What do You Read?

Acts 19:18,19
      And many that believed came, and confessed, and shewed their deeds. Many of them also which used curious arts brought their books together, and burned them before all men.

GEORGE WHITEFIELD (1714-1770): I find by daily experience more and more, that people who are truly awakened to a sense of the Divine life, cannot bear to read anything trifling, but throw away their useless books, as those did [their] books of divination and curious arts, whose conversion of which we read in Acts 19.

WILLIAM JAY (1769-1853): Some will lament for ever that they were taught to read. They never improved so great a talent. Yea, they perverted and abused it. They read books which undermined their principles, defiled their imaginations, and demoralized their lives.

MARTYN LLOYD-JONES (1899-1981): Let me say a word about the subtlety of sin…Think of the clever way in which it insinuates itself into the mind. There are highly respectable men and women who would never dream of committing an act of adultery, but look at the way in which they enjoy sinning in the mind and in the imagination―This is what I mean. You have never been guilty of adultery? All right. Would you then answer me this simple question? Why do you read all the details of divorce cases in the newspapers? Why do you do it? Why is it essential that you should read right through those reports? What is your interest? It is not a legal interest, is it? Or a social one? What is it? There is only one answer: you are enjoying it. You would not dream of doing these things yourself, but you are doing them by proxy. You are sinning in your heart and mind and in your imagination, and you are therefore guilty of adultery. That is what Christ says, Matthew 5:28.

C. H. SPURGEON (1834-1892): “There is news in the paper,” says one. That news is often of small importance to our hearts.

MARTYN LLOYD-JONES: Do not read those reports in the newspapers which are suggestive and insinuating and which you know always do you harm. They are of no value to anybody; but alas! the majority like that sort of thing, and you and I by nature like it. Well, then; don’t read it, “pluck out your eye.” The same is true of books, especially novels, and radio programs, television and also the cinema…These things are generally a source of temptation, and when you give time and attention to them you are making provision for the flesh, you are adding a little fuel to the flame, you are feeding the thing you know is wrong. And we must not do so.

WILLIAM SPRAGUE (1795-1876): Who can estimate the amount of evil a bad book is apt to produce?

C. H. SPURGEON: Certain insects assume the colour of the leaves they feed upon; and they are but emblems of a great law of our being: our minds take the hue of the subjects whereon they think. As a man thinketh in his heart, so is he. Readers of trash become trashy; lovers of skeptical books become skeptical; and students of the Bible, who are in real earnest, become biblical, and display the qualities of the Bible.

J. W. ALEXANDER (1804-1859): A man will be as his books.

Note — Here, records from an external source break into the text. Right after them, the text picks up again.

PR #48, opened 2020-02-17
add custom text editor

hydra0210:
### What's new

This creates a custom editor that can mask it's input when set. It can also be set to only allow numeric characters by calling  `editor.IsNumeric()` function

### DIFF
--- a/ui/themes/materialplus/buffer.go
+++ b/ui/themes/materialplus/buffer.go
@@ -48,7 +48,7 @@ func (e *editBuffer) deleteRunes(runes int) {
 		e.gapend += s
 		e.changed = e.changed || s > 0
 	}
-	e.dump()
+	//e.dump()
 }
 
 // moveGap moves the gap to the caret position. After returning,
@@ -84,7 +84,7 @@ func (e *editBuffer) moveGap(space int) {
 		e.gapstart = e.caret
 		e.gapend = e.gapstart + l
 	}
-	e.dump()
+	//e.dump()
 }
 
 func (e *editBuffer) len() int {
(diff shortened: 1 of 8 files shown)


ui/themes/materialplus/buffer.go
```diff
@@ -0,0 +1,179 @@
...
+	e.moveGap(len(s))
+	copy(e.text[e.caret:], s)
+	e.gapstart += len(s)
+	e.changed = e.changed || len(s) > 0
+	e.dump()
+}
+
+func (e *editBuffer) dump() {
+	if bufferDebug {
+		fmt.Printf("len(e.text) %d e.len() %d e.gapstart %d e.gapend %d e.caret %d txt:\n'%+x'<-%d->'%+x'\n", len(e.text), e.len(), e.gapstart, e.gapend, e.caret, e.text[:e.gapstart], e.gapLen(), e.text[e.gapend:])
```
oluwandabira, line 150: Use the `log`

ui/themes/materialplus/editor.go
```diff
@@ -0,0 +1,868 @@
...
+	"gioui.org/op/paint"
+	"gioui.org/text"
+	"gioui.org/unit"
+	"gioui.org/widget"
+
+	"golang.org/x/image/math/fixed"
+)
+
+// Editor implements an editable and scrollable text area.
+type Editor struct {
```
oluwandabira: Is gioui's Editor not editable and scroll-able?

yaowork: this is a modification of the gioui's Editor codes to add the functionality of masking characters for use as a password editor. Gio doesn't provide this functionality out of the box

oluwandabira: Then the comment should reflect that. And if it is for passwords, why does it need to be scrollable?

oshorefueled:
password masking feature to be pushed upstream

WILLIAM S. PLUMER (1802-1880): Some [books] are mere toy-shops. They are full of curious things, but they serve no higher end than that of diversion. The whole reading and observation of some men are for amusement. Such live neither for the good of themselves nor of others.

MARTYN LLOYD-JONES: How often do men sin by reading novels and biographies―It is sin in the heart; sin in the mind!

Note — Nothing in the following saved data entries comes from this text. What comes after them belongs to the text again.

PR #49, opened 2020-02-19
Internally manage required confirmations

oluwandabira:
Also makes change wallet creation and restoration to only use passwords

### DIFF
--- a/main.go
+++ b/main.go
@@ -49,7 +49,13 @@ func main() {
 		}
 	}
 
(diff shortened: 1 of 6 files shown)


main.go
```diff
@@ -49,7 +49,13 @@ func main() {
 		}
 	}
 
-	wal, _ := wallet.NewWallet(cfg.HomeDir, cfg.Network, make(chan wallet.Response, 3))
+	var confirms int32 = 2
```
beansgum: use `dcrlibwallet.DefaultRequiredConfirmations`

beansgum (changes requested):

beansgum (approved):

PR #52, opened 2020-02-22
Rework how the front end ui works

oluwandabira:
`Window` now has a set of states(`bool`) and a set of inputs (`widget.Button` and `widget.Editor`'s). 
Each input is mapped to a specific action that can change the wallet state set and call multiwallet commands.
Updates received from the `wallet.Send` channel can change the state set.
After each update, the window determines what to display from the set of channels.
The current UI page is composed of a gioui's widgets and is itself a widget.
A special widget is the `Loading` widget, which is overlayed over the current page whenever the ui is in the middle of an operation.


oluwandabira:
Moved to https://github.com/RogueElement/godcr-gio/tree/rework

PR #55, opened 2020-03-01
Simplify front end code

oluwandabira:
- Pages are now methods of `Window`.
- Pages can use reusable UI components, which are also methods of Window.
- UI inputs (`widget.Button`'s and `widget.Editor`'s) and outputs (display elements) are declared on `Window` creation.
- All inputs are handled after the frame is laid out.
- Specific functionality is tied to only one UI input but can be laid out by multiple UI outputs.
- Dialogs are special pages that are laid out stacked on the current page.
- Loading is a special dialog laid out during wallet operations.
- Use a customized version of gioui's `material` : `decredmaterial`.


oluwandabira:
Loading dialog
Screenshot from 2020-03-06 00-07-42

oluwandabira:
Wallets page
Screenshot from 2020-03-06 00-07-49

oluwandabira:
Create Wallet dialog
Screenshot from 2020-03-06 00-12-26
Delete Wallet dialog
Screenshot from 2020-03-06 00-12-35

oluwandabira:
Current design is not final. It can be easily changed, the important part is that it's much easier to change now.

oshorefueled (approved):

PR #78, opened 2020-04-16
Add TabContainer widget support

### LINKED ISSUE #77: Add tabcontainer widget support
### Can the feature be described as a User story?
Adds support for tabcontainer support for trailing, leading, top and bottom layout.

metaclips:
### Resolves

Fixes #77

### What's new
Add tabcontaner widget support. Solves issue #77.
Tabcontainer icons supports both jpg, png and iconvg. Icons are set to 24 dp as to material design https://material.io/components/tabs#specs

### DIFF
--- a/ui/decredmaterial/tabcontainer.go
+++ b/ui/decredmaterial/tabcontainer.go
@@ -1,7 +1,6 @@
 package decredmaterial
 
 import (
-	"fmt"
 	"image"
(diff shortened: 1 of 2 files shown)


oshorefueled:
the same feature can be implemented with less code. The current tab implementation would be improved instead.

C. H. SPURGEON: But you know how it is even with many professing Christian people. They think it would be wicked to read a novel; but if it is written upon a religious subject, it is a very proper thing then―Religious novels! I could not expect to have the Lord Jesus Christ’s company when I am poring over such trash as that…Renounce as much as you will all light literature, but study as much as possible sound theological works.

J. C. RYLE (1816-1900): Books in which Scripture is reverently regarded as the only rule of faith and practice—books in which Christ and the Holy Ghost have their rightful office—books in which justification, and sanctification, and regeneration, and faith, and grace, and holiness are clearly, distinctly, and accurately delineated…Few things need reviving more than a taste for such books as these among readers.

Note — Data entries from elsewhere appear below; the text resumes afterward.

Issue #75, opened 2020-04-16
Make Dedicated "create and restore wallet" page similar to wallet page implementation


oshorefueled:
The wallet page has a main layout method "WalletPage" which returns the entire layout of the page. The method is passed a "PageCommon" data type as an argument and added to a map of all pages.

The "create and restore wallet" page should:
* Have a main layout method which is also passed the common data type an argument and any other data type that might be needed in the page.
* Have a "Handle" method that handles the events on the page

### Can the feature be described as a User story?
When I open page the "create and restore" wallet page, I should be
*  see two buttons one to create wallet and the other for restore wallet
*  I should be able to access this page from the wallets page
*  I should also see this page when I have a no wallets 

A feature with the same goal was worked on in PR #22 

### Additional context
Mobile mockup
<img width="283" alt="Screenshot 2020-04-16 at 10 15 56 AM" src="https://user-images.githubusercontent.com/15804688/79438372-5aff7080-7fcb-11ea-8d21-d811670aa7c8.png">

PR #84, opened 2020-04-21
multi: create dedicated page for adding wallet

oshorefueled:
### Resolves

Issue #75 

### What's new
This PR:
* adds a dedicated page for accessing the create and restore functionalities.
* It also adds the page as the default page when no wallet exists. 
* adds a button on the wallets page to access the page
* removes the create and restore buttons in the header

Screenshot 2020-04-21 at 8 03 49 PM

Screenshot 2020-04-21 at 8 04 19 PM

Screenshot 2020-04-21 at 8 04 31 PM

Screenshot 2020-04-21 at 8 04 45 PM


Sirmorrison (changes requested):
image

the input fields and the suggestion buttons are not aligned.

Sirmorrison (changes requested):
image

this looks like you used the password modal instead of a page with password input fields. Any resaon why?

Sirmorrison (commented):
image

Do we really need the input field title label? we can set the `isTitleLabel = false` for the input fields. reason for this is the `...` after the `Input word 12`

oshorefueled:
> image
> 
> this looks like you used the password modal instead of a page with password input fields. Any resaon why?

I didn't use a password modal, I used a modal with input fields for the password and confirm password fields. There's no reason to have them on a separate page as the layout is slim and it follows the normal password input convention of other pages.

ui/create_restore_page.go
```diff
@@ -0,0 +1,555 @@
...
+type createRestore struct {
+	gtx          *layout.Context
+	theme        *decredmaterial.Theme
+	info         *wallet.MultiWalletInfo
+	wal          *wallet.Wallet
+	keyEvent     chan *key.Event
+	errChan      chan error
+	showRestore  bool
+	restoring    bool
+	showPassword bool
```
Sirmorrison, line 43: I think you meant `showCreate`

ui/create_restore_page.go
```diff
@@ -0,0 +1,555 @@
...
+								pg.Restore()()
+							} else {
+								pg.mainContent()()
+							}
+						}),
+					)
+				})
+			}),
+		)
+		if pg.showPassword {
```
Sirmorrison, line 155: This is supposed to show the create modal i believe. it should be `showCreat` instead.

Sirmorrison (changes requested):

oshorefueled:
> Do

the label should denote what number of seed is being inputted, since they have to be done in an order. You can check the mobile mockups to see how it was done there.  It can however be simplified to look exactly like that.

Sirmorrison:
> > Do
> 
> the label should denote what number of seed is being inputted, since they have to be done in an order. You can check the mobile mockups to see how it was done there. It can however be simplified to look exactly like that.

cool. Then lets remove the `...`

ui/create_restore_page.go
```diff
@@ -0,0 +1,555 @@
...
+			}),
+			layout.Flexed(1, func() {
+				layout.Center.Layout(pg.gtx, func() {
+					layout.Flex{}.Layout(pg.gtx,
+						layout.Rigid(func() {
+							pg.gtx.Constraints.Width.Max = pg.gtx.Constraints.Width.Max / 2
+							pg.inputsGroup(pg.seedListLeft, 16, 0)
+						}),
+						layout.Rigid(func() {
+							//fmt.Printf("max %v min %v \n", pg.gtx.Constraints.Width.Max, pg.gtx.Constraints.Width.Min)
```
Sirmorrison: If this is not used, lets remove it. no need keeping commented codes.

ui/create_restore_page.go
```diff
@@ -0,0 +1,555 @@
...
+
+	"github.com/raedahgroup/dcrlibwallet"
+	"github.com/raedahgroup/godcr/wallet"
+
+	"gioui.org/layout"
+	"gioui.org/text"
+	"gioui.org/unit"
+	"gioui.org/widget"
+	"github.com/raedahgroup/godcr/ui/decredmaterial"
+	"golang.org/x/exp/shiny/materialdesign/icons"
```
Sirmorrison, line 18: On a lighter note, could we try rearranging the imports? standard imports at the top, other imports below?. I think it makes our work cleaner and more orderly.

oshorefueled: > On a lighter note, could we try rearranging the imports? standard imports at the top, other imports below?. I think it makes our work cleaner and more orderly.

doesn't really matter. As long as it builds on the CI, it's fine.

Sirmorrison (changes requested):
image

* After a wallet restore seed has been successfully add, the password mode that shows up has a title of `create wallet` and the button at the bottom say `restore wallet`. I think this is misleading. Kindly have the modal title read `Restore Wallet`.

* Also when a user navigates out of the restore page, the input fields should be cleared.

Sirmorrison (approved):
PR looks good.

beansgum (approved):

C. H. SPURGEON: Why, sirs, in Puritanic times, men read solid books like John Owen’s On the Mortification of Sin; they studied such works as Richard Gilpin’s On Satan’s Temptations, or Stephen Charnock on The Divine Attributes. But, in these days, people who ought to be able to read these solid books so as to be able to give a reason for the hope that is in them, are often wasting their time over poor stuff which only addles the brain, and does the soul no good.

ROBERT MURRAY M’CHEYNE (1813-1843): “I have lost a world of time,” said one, when dying, “if I had another year to live, I would spend it in reading David’s Psalms and Paul’s Epistles.” Oh, be wiser in your Bibles than in your newspaper. What good will all that you ever read in the newspaper do when you are dying?